In today’s highly polarized political environment, lawyers find themselves in the crosshairs. Representing high profile, unpopular causes or clients can result in not only the loss of a job, but also accusations of professional misconduct from state bar organizations. For example, several lawyers involved in lawsuits regarding the outcome of the 2020 election are facing disciplinary actions, including Texas Attorney General Ken Paxton, Sidney Powell, Professor John Eastman, and Jeffrey Bossert Clark. A new organization called the 65 Project—which is dedicated to holding accountable lawyers “who raise fraudulent claims to overturn legitimate election results, while also creating a rule-based system to prevent future attempts and to strengthen mechanisms for accountability and deterrence”—is also pursuing ethics complaints against additional attorneys.
During the ABA’s 47th Annual National Conference on Professional Responsibility, past and present lawyer regulators participated on a panel entitled, “The History of Regulation: The Pathway to Protecting the Public and Ensuring the Integrity of the Profession.” Panelists included Wallace ‘Gene’ Shipp, Jr., former Bar Counsel in the District of Columbia, Billy L. Walker, Chief Disciplinary Counsel in Utah, Renu M. Brennan, Bar Counsel for the Virginia State Bar, and Lydia E. Lawless, Bar Counsel for the State of Maryland. James J. Grogan, former Deputy Administrator and Chief Counsel of the Illinois Attorney Registration and Disciplinary Commission, moderated.
According to James Grogan, the panel began with a discussion of the National Organization of Bar Counsel (NOBC), which was established in 1965 to “enhance the professionalism and effectiveness of lawyer disciplinary counsel throughout the United States.” He noted that before that, lawyer discipline was haphazard and underfunded with little uniformity in proceedings across the country. Grogan stated:
At the ABA Mid-Year in New Orleans in February 1965, thirteen Bar Counsel converged in a day-long session and opted to create a national organization of lawyer regulators. The founders decided that such a new group would permit Bar Counsel to exchange ideas, circulate briefs & pleadings, and facilitate reciprocal disciplinary procedures.

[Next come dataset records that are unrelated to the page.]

PR #2614, opened 2026-06-17
Update stellar-strkey to 0.0.18

leighmcculloch:
### What

Bump the `stellar-strkey` workspace dependency from 0.0.16 to 0.0.18. This change targets the stellar-strkey release line for protocol 28. The workspace-direct crates now resolve to strkey 0.0.18, while published transitive consumers pinned to `^0.0.16` (sep5, soroban-sdk, stellar-rpc-client) and the transitive 0.0.13 via stellar-xdr remain unchanged, so the lockfile carries three strkey nodes.

### Why

Adopt the latest stellar-strkey release for the protocol 28 line. Version 0.0.17 replaced the single catch-all `DecodeError::Invalid` variant with a set of specific variants, so the two hex-fallback code paths in `contract_id_from_str` (in soroban-spec-tools and soroban-cli) were updated to map their failures to `DecodeError::InvalidPayloadLength`, preserving the prior single-error behavior. It also redacts private keys behind `Unredacted`, so the CLI's secret-printing paths and tests now use `.as_unredacted()`, and removes positional input for the embedded `strkey encode`/`decode` commands in favour of stdin.

0.0.18 specifically fixes the bug that blocked the 0.0.17 bump: the embedded `strkey encode` command rejected owned JSON keys when deserializing `Decoded<Strkey>`, failing the `strkey` integration test. stellar/rs-stellar-strkey#125 fixes it.

### Known limitations

N/A

---

## Protocol 28 coordination

⚠️ This change targets versions of software that will ship for **Protocol 28**, and should **not** be merged unless this repository is ready to accept Protocol 28 changes.

This is one of a coordinated set of PRs bumping `stellar-strkey` to **0.0.18** across the Protocol 28 component stack. It is preferred that all Protocol 28 releases of these components depend on the **same** version of `stellar-strkey`:

- stellar/rs-stellar-xdr#547
- stellar/rs-soroban-env#1694
- stellar/rs-soroban-sdk#1913
- stellar/rs-stellar-rpc-client#99
- stellar/stellar-cli#2614

`stellar-strkey` 0.0.18 raises the minimum supported Rust version to 1.87 and updates/adds transitive dependencies (`heapless` 0.9, `zeroize`), so MSRV and supply-chain policy (cargo-deny / cackle) updates may be required in some repositories before CI is green.

### DIFF
--- a/Cargo.toml
+++ b/Cargo.toml
@@ -75,7 +75,7 @@ version = "26.0.0"
 
 # Dependencies from elsewhere shared by crates:
 [workspace.dependencies]
-stellar-strkey = "0.0.16"
+stellar-strkey = "0.0.17"
 sep5 = "0.1.0"
 base64 = "0.21.2"
 thiserror = "1.0.46"
--- a/Cargo.toml
+++ b/Cargo.toml
@@ -75,7 +75,7 @@ version = "26.0.0"
 
 # Dependencies from elsewhere shared by crates:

This organization soon came to be known as NOBC. Ironically, another political controversy—the Watergate scandal, which involved several high profile licensed attorneys—soon spurred additional changes in lawyer discipline.
Like bar organizations, the NOBC has expanded its focus in recent decades. The original charter documents emphasized protecting the public and courts against unethical conduct and protecting attorneys from unfounded complaints. Grogan stated that the organization’s values now include “protecting the public, regulating the practice of law in the public interest, promoting respect for the rule of law, ensuring the integrity, professionalism, and competence of legal practitioners and the judiciary, furthering professional well-being, and advancing diversity, equity, and inclusion in the legal profession.”
There were not specific predictions made about what lawyer regulation will look like in the future, but if groups like the 65 Project continue to flourish, lawyers may find it increasingly risky to represent controversial clients.